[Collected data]
•••
PR #2257, opened 2026-09-22
container: build and bundle the Vue UI in the official images

chewitt:
Forum users report that the official Docker images do not have the new web GUI — `/gui` serves the **"Vue UI not available in this build"** stub instead of the Vue admin UI.

## Problem

`ENABLE_VUE_UI` is `(ENABLE_VUE_BUILD || ENABLE_VUE_CACHE)`. Neither `Containerfile.alpine` nor `Containerfile.debian` installs node/npm, and neither passes `--enable-vue_cache`, so the `vue_build:auto` probe finds no toolchain, prints a non-fatal warning, and `./configure` carries on with both options off. `webui.c` then registers the stub from `vue.c` in place of the real `/gui` routes and the image builds and publishes clean, which is why this went unnoticed.

The container images are the only packaging path that missed this plumbing — `build-ci.yml` and `build-cloudsmith.yml` already gate on the shared `webui-vue-build.yml` workflow and configure with `--enable-vue_cache --disable-vue_build`.

## Solution

Give `container-build.yaml` the same treatment: a `vue` job calling `./.github/workflows/webui-vue-build.yml`, a `needs: vue` gate, and a download of its dist artifact into `.vuecache` in the build context. The Containerfiles point `VUE_FILE_CACHE` at `/src/.vuecache` and configure with `--enable-vue_cache --disable-vue_build`, so `libcacheget` unpacks the staged tarball and the images bundle the exact same UI build as the deb and rpm packages. No Node toolchain enters the image, and there is only one workflow to keep current.

Builds outside CI — a plain `docker build` — find no artifact and fall back to the pcloud fetch, which is why Alpine gains `py3-requests` (Debian already had `python3-requests`).

Two supporting changes:

- `.dockerignore` gains `**/node_modules` and a stale `src/webui/static-vue/dist`, so a developer's checkout does not push hundreds of megabytes of host npm state through `COPY . /src/`.
- An explicit `--enable-vue_build` with no toolchain present now fails instead of quietly disabling itself, and the `auto` fallback says which UI the resulting binary will serve. That is the guard that would have made this visible when it was introduced.


Flole998:
Dont install node, use the pre-built UI from the other github actions step. That ensures all builds use the same webinterface and we only have to worry about a single workflow having the right versions and so on.

chewitt:

Good call — reworked to do exactly that. The Node stage is gone; `container-build.yaml` now gates on `webui-vue-build.yml` like `build-ci` and `build-cloudsmith`, downloads the dist artifact to `.vuecache`, and the Containerfiles consume it via `VUE_FILE_CACHE` with `--enable-vue_cache --disable-vue_build`. Same artifact in the images as in the deb/rpm packages, and one workflow to keep current.

The only addition is `py3-requests` on Alpine, so a plain `docker build` outside CI still resolves the UI through the pcloud fallback rather than silently shipping the stub.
•••
*EXERCISE OBJECTIVE*: For this exercise, return every line from the data that holds the string "yaml".

*TASK RESPONSE*:
Give `container-build.yaml` the same treatment: a `vue` job calling `./.github/workflows/webui-vue-build.yml`, a `needs: vue` gate, and a download of its dist artifact into `.vuecache` in the build context. The Containerfiles point `VUE_FILE_CACHE` at `/src/.vuecache` and configure with `--enable-vue_cache --disable-vue_build`, so `libcacheget` unpacks the staged tarball and the images bundle the exact same UI build as the deb and rpm packages. No Node toolchain enters the image, and there is only one workflow to keep current.
Good call — reworked to do exactly that. The Node stage is gone; `container-build.yaml` now gates on `webui-vue-build.yml` like `build-ci` and `build-cloudsmith`, downloads the dist artifact to `.vuecache`, and the Containerfiles consume it via `VUE_FILE_CACHE` with `--enable-vue_cache --disable-vue_build`. Same artifact in the images as in the deb/rpm packages, and one workflow to keep current.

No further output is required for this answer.